◆ SUPPLIED RECORDS ◆
╭──

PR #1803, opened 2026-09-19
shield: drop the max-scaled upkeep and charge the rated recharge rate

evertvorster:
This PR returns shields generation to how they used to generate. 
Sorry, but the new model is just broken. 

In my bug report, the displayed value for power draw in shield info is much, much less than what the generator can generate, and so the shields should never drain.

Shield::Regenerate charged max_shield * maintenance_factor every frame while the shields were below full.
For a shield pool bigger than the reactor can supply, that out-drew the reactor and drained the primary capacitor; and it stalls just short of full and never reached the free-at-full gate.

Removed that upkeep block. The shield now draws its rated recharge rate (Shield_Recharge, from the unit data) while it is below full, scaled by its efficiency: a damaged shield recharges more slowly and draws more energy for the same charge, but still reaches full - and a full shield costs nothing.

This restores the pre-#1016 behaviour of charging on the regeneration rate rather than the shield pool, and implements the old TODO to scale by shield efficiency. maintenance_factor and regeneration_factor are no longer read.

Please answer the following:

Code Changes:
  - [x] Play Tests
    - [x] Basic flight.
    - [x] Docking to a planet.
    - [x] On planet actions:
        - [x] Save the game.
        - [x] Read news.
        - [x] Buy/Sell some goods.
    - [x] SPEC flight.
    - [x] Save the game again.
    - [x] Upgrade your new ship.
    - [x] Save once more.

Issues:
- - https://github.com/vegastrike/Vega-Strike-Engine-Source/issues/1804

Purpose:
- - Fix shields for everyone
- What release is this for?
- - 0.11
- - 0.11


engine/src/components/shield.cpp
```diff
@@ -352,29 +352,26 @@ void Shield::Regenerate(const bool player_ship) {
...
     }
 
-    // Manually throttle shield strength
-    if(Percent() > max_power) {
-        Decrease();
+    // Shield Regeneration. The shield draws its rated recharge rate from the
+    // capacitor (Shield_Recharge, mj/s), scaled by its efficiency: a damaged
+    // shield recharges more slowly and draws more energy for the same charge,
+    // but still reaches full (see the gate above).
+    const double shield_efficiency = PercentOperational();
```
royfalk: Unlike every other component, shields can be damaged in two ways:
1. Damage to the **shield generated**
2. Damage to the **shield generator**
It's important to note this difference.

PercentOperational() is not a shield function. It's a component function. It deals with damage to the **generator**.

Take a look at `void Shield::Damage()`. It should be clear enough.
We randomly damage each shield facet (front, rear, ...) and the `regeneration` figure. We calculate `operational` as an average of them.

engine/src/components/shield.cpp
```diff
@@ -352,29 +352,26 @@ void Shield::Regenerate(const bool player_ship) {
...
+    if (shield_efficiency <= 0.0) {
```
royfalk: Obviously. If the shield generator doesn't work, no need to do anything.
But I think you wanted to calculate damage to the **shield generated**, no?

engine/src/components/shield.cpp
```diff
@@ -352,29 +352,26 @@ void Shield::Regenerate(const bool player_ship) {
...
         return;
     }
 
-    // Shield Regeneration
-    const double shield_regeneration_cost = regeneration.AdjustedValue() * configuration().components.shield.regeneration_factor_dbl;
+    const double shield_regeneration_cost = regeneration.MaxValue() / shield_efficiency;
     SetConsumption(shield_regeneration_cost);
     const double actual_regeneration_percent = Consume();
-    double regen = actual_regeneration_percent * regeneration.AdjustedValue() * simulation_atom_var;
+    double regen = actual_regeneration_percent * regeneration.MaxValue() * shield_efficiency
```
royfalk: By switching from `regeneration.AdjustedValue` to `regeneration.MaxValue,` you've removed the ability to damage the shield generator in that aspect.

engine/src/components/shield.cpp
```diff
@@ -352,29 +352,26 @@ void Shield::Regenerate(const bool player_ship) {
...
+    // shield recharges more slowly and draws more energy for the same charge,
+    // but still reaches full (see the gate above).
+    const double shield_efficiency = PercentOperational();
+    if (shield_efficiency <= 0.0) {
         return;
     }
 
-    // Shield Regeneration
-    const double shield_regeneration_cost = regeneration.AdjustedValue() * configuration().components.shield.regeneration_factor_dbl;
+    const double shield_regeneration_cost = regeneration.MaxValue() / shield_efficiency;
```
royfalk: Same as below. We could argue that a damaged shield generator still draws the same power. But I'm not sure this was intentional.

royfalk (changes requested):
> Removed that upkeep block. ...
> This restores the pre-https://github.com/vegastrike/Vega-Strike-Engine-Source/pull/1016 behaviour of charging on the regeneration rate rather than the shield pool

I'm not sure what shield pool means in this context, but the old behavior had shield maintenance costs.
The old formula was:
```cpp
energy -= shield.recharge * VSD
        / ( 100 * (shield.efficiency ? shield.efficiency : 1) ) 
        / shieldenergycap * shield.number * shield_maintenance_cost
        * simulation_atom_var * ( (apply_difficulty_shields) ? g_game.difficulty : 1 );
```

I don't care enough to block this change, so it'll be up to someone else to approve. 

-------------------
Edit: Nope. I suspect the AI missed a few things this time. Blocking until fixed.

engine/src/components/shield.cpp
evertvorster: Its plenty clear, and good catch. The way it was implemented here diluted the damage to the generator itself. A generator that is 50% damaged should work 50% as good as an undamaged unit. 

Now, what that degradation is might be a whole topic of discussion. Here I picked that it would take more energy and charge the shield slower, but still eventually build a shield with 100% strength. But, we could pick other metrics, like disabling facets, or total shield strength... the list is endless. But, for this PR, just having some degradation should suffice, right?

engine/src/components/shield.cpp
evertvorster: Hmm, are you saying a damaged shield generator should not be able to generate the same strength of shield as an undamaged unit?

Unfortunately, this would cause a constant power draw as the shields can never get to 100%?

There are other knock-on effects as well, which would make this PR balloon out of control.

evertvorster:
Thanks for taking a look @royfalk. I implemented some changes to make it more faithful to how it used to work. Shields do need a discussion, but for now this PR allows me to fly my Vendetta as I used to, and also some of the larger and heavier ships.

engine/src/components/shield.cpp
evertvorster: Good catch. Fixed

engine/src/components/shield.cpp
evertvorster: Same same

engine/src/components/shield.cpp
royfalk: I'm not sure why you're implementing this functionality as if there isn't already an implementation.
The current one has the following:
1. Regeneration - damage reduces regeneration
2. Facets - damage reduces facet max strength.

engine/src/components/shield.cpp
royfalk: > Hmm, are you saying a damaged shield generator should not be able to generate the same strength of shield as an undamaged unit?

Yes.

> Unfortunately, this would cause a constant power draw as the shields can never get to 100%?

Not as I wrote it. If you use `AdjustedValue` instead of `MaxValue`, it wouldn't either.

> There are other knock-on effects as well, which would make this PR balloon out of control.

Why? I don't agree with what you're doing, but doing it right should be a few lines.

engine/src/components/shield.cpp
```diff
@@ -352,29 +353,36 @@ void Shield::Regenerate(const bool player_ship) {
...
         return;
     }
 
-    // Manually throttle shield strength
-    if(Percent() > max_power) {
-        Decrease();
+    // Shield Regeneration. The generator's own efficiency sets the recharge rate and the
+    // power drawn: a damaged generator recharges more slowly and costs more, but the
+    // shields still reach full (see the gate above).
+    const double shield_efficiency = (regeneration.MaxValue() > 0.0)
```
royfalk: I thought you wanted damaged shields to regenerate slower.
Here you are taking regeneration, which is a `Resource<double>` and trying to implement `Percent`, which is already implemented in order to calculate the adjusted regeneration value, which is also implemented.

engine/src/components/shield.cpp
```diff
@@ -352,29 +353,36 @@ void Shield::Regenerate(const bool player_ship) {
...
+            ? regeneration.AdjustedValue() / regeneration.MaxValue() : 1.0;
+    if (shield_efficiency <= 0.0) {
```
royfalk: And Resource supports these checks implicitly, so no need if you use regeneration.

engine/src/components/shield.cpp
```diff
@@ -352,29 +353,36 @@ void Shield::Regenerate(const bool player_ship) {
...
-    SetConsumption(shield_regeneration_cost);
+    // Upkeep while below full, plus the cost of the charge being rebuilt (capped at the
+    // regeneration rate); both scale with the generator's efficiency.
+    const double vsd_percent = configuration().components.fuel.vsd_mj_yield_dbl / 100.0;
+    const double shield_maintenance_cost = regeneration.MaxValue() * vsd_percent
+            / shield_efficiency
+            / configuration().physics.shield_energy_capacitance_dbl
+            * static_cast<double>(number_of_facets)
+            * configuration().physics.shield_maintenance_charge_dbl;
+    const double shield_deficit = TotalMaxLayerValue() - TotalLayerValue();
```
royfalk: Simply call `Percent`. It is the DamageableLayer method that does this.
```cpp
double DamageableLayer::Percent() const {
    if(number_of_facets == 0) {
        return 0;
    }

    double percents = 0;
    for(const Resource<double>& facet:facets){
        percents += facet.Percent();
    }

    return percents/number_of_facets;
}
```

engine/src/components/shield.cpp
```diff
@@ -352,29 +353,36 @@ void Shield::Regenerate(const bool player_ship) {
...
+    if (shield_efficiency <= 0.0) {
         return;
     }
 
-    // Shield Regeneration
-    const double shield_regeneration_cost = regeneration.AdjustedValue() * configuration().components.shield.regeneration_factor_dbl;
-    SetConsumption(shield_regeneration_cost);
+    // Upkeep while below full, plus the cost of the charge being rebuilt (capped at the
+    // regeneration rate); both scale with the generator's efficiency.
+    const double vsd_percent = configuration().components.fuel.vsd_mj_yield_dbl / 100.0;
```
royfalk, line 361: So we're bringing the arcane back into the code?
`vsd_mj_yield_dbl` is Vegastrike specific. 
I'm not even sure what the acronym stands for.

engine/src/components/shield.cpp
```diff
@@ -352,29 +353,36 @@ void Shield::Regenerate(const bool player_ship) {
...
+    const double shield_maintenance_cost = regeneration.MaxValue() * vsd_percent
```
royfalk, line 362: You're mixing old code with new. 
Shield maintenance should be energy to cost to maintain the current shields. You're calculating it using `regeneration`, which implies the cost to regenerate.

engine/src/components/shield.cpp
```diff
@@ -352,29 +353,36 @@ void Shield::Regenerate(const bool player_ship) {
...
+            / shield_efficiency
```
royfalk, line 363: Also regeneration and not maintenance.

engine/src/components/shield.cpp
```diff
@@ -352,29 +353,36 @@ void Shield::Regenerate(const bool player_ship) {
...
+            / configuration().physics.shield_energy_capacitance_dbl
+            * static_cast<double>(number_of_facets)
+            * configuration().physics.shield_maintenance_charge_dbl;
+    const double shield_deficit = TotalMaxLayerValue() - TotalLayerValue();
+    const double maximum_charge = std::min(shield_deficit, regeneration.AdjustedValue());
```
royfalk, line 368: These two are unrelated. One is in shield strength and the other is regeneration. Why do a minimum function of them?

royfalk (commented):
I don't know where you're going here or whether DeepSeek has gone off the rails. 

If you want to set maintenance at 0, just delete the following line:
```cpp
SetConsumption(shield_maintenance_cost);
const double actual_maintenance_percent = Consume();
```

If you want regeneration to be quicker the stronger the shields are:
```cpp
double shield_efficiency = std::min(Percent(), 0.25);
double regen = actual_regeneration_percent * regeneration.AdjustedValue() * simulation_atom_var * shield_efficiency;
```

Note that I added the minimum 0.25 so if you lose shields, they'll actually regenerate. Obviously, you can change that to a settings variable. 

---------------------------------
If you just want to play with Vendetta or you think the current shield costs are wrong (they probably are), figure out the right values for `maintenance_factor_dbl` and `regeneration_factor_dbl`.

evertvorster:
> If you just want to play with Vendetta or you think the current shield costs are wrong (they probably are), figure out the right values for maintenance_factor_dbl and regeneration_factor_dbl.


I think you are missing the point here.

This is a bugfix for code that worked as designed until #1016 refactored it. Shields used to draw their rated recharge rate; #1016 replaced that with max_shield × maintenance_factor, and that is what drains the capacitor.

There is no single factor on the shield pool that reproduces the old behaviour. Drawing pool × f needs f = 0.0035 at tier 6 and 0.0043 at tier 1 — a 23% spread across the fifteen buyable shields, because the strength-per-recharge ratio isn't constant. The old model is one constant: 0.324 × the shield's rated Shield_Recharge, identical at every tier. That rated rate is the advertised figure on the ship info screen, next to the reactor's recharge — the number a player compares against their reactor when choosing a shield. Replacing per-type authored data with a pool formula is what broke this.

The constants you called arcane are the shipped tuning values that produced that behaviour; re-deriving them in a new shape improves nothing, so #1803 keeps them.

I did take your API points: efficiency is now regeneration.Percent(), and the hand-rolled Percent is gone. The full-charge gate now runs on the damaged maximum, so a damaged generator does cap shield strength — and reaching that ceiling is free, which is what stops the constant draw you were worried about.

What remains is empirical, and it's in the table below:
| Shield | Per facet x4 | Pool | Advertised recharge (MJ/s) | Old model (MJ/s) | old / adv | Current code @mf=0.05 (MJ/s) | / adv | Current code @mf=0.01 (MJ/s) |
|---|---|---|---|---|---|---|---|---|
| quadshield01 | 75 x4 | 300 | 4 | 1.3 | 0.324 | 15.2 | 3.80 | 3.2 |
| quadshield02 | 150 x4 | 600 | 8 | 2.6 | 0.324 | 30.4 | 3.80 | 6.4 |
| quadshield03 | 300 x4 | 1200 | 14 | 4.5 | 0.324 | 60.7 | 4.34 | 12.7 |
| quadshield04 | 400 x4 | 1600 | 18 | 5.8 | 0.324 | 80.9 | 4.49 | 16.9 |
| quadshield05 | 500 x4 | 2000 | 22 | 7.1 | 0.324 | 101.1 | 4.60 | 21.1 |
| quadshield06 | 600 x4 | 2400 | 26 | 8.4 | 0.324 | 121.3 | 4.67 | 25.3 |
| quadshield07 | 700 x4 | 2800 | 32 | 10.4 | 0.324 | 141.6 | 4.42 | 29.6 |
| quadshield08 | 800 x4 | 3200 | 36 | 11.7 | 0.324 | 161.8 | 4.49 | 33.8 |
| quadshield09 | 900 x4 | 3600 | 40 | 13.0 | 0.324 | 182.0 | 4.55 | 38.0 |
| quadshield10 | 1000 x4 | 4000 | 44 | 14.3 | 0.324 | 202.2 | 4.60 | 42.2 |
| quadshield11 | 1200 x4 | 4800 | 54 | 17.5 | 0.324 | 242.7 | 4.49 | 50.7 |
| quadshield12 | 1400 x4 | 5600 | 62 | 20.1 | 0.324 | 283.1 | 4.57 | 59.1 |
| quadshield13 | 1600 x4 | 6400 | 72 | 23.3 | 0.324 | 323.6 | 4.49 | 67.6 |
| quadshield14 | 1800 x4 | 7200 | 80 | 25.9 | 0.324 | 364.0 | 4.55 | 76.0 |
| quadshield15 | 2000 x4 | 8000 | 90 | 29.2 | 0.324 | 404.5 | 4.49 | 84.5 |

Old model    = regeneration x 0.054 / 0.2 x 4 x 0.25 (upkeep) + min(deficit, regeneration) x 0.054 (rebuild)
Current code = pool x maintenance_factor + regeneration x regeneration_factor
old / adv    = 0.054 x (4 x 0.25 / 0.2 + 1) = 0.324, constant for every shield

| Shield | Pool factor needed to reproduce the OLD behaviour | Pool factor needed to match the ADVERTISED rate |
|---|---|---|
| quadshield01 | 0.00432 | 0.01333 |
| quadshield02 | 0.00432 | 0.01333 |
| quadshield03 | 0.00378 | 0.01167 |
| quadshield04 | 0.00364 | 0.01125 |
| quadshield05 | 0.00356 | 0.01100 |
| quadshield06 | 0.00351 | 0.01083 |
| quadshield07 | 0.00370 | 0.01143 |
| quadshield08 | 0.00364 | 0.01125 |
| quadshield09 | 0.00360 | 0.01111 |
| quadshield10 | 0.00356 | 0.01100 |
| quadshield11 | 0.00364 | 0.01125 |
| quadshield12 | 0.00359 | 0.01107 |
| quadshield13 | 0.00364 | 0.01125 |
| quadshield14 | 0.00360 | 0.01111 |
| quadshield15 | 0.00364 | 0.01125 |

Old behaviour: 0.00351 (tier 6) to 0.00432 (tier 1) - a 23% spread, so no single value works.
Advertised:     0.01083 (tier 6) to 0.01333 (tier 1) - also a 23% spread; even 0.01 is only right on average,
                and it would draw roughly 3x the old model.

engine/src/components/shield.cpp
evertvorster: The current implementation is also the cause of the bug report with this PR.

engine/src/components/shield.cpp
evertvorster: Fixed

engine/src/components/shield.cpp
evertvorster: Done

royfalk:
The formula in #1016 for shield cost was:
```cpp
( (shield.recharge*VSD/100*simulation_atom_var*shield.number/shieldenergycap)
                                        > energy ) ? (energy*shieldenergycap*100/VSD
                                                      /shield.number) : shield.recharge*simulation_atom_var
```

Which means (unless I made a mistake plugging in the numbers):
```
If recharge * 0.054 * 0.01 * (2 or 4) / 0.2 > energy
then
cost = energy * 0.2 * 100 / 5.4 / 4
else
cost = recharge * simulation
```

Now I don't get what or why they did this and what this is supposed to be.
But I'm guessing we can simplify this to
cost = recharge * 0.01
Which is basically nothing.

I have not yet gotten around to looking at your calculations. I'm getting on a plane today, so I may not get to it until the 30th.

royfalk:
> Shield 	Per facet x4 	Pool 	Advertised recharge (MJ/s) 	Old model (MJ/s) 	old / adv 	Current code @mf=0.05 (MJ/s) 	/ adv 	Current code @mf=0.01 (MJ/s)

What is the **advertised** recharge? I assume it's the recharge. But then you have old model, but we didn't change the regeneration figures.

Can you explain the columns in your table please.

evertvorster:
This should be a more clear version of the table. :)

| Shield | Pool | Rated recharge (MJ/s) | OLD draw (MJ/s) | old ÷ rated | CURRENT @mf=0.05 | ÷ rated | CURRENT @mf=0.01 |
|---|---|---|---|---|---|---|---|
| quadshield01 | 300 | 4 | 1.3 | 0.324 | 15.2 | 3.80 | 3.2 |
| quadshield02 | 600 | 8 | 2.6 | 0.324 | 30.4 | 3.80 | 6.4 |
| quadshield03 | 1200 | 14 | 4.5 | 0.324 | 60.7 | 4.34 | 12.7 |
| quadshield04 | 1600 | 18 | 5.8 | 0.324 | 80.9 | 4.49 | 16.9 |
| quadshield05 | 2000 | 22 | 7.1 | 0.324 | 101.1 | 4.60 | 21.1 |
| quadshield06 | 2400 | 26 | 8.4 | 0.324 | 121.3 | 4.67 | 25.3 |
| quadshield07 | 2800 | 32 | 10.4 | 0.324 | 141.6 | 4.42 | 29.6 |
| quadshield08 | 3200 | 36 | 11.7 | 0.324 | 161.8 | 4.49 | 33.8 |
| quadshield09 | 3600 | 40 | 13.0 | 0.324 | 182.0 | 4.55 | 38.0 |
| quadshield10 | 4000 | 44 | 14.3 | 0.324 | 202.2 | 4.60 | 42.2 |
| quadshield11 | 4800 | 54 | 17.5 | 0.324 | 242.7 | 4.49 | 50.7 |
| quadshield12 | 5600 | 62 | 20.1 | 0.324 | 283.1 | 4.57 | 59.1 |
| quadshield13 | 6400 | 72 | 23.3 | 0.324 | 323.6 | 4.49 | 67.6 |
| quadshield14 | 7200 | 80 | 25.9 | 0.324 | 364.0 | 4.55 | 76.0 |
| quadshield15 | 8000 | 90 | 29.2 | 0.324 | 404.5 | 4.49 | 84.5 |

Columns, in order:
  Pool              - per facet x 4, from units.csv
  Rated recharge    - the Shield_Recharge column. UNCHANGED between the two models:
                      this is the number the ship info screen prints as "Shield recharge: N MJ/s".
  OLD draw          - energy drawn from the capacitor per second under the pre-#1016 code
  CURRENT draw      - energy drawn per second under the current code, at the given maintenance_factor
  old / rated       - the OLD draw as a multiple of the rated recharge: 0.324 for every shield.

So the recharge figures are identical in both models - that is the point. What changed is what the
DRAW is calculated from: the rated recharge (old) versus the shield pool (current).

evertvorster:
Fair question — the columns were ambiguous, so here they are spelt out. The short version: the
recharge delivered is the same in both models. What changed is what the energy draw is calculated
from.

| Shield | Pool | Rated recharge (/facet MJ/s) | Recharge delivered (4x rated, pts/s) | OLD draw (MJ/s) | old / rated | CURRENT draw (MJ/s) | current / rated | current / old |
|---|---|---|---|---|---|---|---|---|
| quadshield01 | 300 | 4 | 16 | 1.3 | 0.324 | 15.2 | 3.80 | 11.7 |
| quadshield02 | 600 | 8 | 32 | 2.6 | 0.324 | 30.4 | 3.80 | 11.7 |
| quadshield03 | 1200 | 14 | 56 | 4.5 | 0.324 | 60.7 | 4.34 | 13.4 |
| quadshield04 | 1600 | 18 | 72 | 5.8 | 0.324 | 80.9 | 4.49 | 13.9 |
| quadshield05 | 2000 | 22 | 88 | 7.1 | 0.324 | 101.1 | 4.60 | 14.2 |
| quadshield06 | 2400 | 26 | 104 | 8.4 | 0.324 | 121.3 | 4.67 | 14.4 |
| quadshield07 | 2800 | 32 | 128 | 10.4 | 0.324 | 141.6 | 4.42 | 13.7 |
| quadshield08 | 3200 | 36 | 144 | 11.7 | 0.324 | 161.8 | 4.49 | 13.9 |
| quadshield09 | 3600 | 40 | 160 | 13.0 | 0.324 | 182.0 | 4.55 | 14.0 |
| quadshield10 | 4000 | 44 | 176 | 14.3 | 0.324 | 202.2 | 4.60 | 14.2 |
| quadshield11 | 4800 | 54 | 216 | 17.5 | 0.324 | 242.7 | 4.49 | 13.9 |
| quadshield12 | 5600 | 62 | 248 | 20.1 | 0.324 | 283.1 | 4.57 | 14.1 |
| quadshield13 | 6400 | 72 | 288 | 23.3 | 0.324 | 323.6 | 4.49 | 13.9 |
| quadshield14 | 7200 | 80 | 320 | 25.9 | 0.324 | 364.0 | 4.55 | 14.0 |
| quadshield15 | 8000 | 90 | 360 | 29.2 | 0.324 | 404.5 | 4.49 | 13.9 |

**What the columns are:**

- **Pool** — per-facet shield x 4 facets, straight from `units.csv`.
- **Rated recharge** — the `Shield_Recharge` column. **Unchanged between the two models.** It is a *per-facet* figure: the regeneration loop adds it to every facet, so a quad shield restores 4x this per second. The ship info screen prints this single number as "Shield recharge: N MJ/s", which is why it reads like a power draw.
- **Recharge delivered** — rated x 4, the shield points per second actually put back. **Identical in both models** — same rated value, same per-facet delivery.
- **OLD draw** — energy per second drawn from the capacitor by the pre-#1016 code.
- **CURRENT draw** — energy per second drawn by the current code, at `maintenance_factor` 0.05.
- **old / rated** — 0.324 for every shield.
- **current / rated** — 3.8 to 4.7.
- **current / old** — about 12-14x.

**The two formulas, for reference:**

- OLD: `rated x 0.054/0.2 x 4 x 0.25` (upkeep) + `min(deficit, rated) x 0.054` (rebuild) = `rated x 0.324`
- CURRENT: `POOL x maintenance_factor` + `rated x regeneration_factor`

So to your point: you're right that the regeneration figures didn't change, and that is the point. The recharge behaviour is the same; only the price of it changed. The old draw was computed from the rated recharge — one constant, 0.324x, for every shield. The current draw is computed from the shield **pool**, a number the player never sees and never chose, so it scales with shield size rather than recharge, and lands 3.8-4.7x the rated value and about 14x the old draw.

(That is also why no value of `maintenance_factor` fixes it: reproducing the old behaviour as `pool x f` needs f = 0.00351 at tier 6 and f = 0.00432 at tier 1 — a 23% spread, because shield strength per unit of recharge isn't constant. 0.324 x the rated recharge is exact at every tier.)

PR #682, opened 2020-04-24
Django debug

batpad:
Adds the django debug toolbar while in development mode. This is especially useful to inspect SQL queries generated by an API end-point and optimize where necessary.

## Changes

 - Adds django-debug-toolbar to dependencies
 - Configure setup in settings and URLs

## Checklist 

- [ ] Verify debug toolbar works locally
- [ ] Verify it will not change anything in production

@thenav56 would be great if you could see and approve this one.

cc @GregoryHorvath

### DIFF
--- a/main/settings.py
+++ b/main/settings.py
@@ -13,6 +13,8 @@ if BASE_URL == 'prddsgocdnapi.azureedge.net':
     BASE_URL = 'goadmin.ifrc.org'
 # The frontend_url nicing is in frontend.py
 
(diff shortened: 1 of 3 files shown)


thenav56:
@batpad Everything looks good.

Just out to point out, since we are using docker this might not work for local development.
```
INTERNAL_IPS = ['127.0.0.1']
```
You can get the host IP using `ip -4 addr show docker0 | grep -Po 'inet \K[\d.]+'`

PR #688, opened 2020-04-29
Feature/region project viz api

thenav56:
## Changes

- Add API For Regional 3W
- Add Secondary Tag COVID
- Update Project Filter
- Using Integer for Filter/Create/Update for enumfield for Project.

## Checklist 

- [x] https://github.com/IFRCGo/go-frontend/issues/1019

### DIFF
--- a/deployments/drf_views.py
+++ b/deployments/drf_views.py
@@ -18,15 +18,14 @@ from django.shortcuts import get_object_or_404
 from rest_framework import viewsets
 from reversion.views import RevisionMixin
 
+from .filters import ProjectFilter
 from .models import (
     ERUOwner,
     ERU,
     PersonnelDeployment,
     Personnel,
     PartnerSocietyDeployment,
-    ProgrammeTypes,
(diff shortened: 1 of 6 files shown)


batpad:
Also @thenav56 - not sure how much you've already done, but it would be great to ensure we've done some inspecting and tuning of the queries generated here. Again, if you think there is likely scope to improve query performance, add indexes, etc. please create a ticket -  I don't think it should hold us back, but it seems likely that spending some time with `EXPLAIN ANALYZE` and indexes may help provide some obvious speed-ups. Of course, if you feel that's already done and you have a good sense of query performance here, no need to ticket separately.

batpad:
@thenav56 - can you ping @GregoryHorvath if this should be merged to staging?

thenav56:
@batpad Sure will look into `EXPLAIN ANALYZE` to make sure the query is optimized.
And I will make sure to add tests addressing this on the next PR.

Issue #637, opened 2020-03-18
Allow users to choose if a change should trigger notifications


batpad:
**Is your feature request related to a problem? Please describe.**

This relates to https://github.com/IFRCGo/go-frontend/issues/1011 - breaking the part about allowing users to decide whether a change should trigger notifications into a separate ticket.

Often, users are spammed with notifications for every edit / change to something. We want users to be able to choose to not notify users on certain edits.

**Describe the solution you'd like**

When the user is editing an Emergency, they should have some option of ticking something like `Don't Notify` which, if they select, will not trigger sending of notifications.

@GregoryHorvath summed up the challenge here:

╰──

◆ TASK REQUIREMENTS ◆
Reproduce only the lines above spanning from the line containing "You can get" through the line containing "This relates to", word for word.

◆ WRITTEN ANSWER ◆
You can get the host IP using `ip -4 addr show docker0 | grep -Po 'inet \K[\d.]+'`

PR #688, opened 2020-04-29
Feature/region project viz api

thenav56:
## Changes

- Add API For Regional 3W
- Add Secondary Tag COVID
- Update Project Filter
- Using Integer for Filter/Create/Update for enumfield for Project.

## Checklist 

- [x] https://github.com/IFRCGo/go-frontend/issues/1019

### DIFF
--- a/deployments/drf_views.py
+++ b/deployments/drf_views.py
@@ -18,15 +18,14 @@ from django.shortcuts import get_object_or_404
 from rest_framework import viewsets
 from reversion.views import RevisionMixin
 
+from .filters import ProjectFilter
 from .models import (
     ERUOwner,
     ERU,
     PersonnelDeployment,
     Personnel,
     PartnerSocietyDeployment,
-    ProgrammeTypes,
(diff shortened: 1 of 6 files shown)


batpad:
Also @thenav56 - not sure how much you've already done, but it would be great to ensure we've done some inspecting and tuning of the queries generated here. Again, if you think there is likely scope to improve query performance, add indexes, etc. please create a ticket -  I don't think it should hold us back, but it seems likely that spending some time with `EXPLAIN ANALYZE` and indexes may help provide some obvious speed-ups. Of course, if you feel that's already done and you have a good sense of query performance here, no need to ticket separately.

batpad:
@thenav56 - can you ping @GregoryHorvath if this should be merged to staging?

thenav56:
@batpad Sure will look into `EXPLAIN ANALYZE` to make sure the query is optimized.
And I will make sure to add tests addressing this on the next PR.

Issue #637, opened 2020-03-18
Allow users to choose if a change should trigger notifications


batpad:
**Is your feature request related to a problem? Please describe.**

This relates to https://github.com/IFRCGo/go-frontend/issues/1011 - breaking the part about allowing users to decide whether a change should trigger notifications into a separate ticket.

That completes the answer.